Activity:
Restate word for word the line containing "Still buggy in" and all remaining lines of the entries below.

Data to examine:
PR #757, opened 2019-07-18
[fuzz] Add streaming round trip fuzzer

terrelln:
Fuzzers
* Streaming compression with prefix
* Streaming compression with extDict
* Streaming compression with loaded dictionary
* Streaming compression with attached dictionary
* Streaming compression with all of the above in HC mode
* LZ4HC round trip fuzzer
* LZ4HC compress fuzzer

Fixes:
* Fixed `LZ4_attach_dictionary()` with an empty dictionary. It would find matches **beyond** the end of the dictionary causing asserts to fail. CC @felixhandte.

### DIFF
--- a/lib/lz4.c
+++ b/lib/lz4.c
@@ -1429,7 +1429,7 @@ void LZ4_attach_dictionary(LZ4_stream_t* workingStream, const LZ4_stream_t* dict
      */
     LZ4_resetStream_fast(workingStream);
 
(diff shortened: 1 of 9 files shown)


terrelln:
The HC streaming round trip fuzzer is running into a bug, so we can't merge this yet.

terrelln:
Still buggy in in HC with an attached dictionary

PR #758, opened 2019-07-18
Added `BUNDLE	DESTINATION`

dooxe:
Added `BUNDLE	DESTINATION` to target `${LZ4_PROGRAMS_BUILT}` in the `CMakeLists.txt`.
Like that, it is compatible with newer versions of cmake (tested on 3.14 and 3.15).


Cyan4973:
Is it still compatible with `cmake` `v2.8.6` ?

dooxe:
I do not have an environment to test, but the `BUNDLE DESTINATION` option is already present in the cmake 2.8.6 documentation: 
https://cmake.org/cmake/help/v2.8.6/cmake.html#command:install

Cyan4973:
Thanks @dooxe !

dooxe:
My pleasure :)

PR #766, opened 2019-07-23
Add option '--best' to lz4(1)

Low-power:
This option exists in **gzip(1)**, **bzip2(1)**, **lzma(1)** and similar commands.


Cyan4973:
Thanks @Low-power !
I believe it's a nice addition to the CLI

Output:
Still buggy in in HC with an attached dictionary

PR #758, opened 2019-07-18
Added `BUNDLE	DESTINATION`

dooxe:
Added `BUNDLE	DESTINATION` to target `${LZ4_PROGRAMS_BUILT}` in the `CMakeLists.txt`.
Like that, it is compatible with newer versions of cmake (tested on 3.14 and 3.15).


Cyan4973:
Is it still compatible with `cmake` `v2.8.6` ?

dooxe:
I do not have an environment to test, but the `BUNDLE DESTINATION` option is already present in the cmake 2.8.6 documentation: 
https://cmake.org/cmake/help/v2.8.6/cmake.html#command:install

Cyan4973:
Thanks @dooxe !

dooxe:
My pleasure :)

PR #766, opened 2019-07-23
Add option '--best' to lz4(1)

Low-power:
This option exists in **gzip(1)**, **bzip2(1)**, **lzma(1)** and similar commands.


Cyan4973:
Thanks @Low-power !
I believe it's a nice addition to the CLI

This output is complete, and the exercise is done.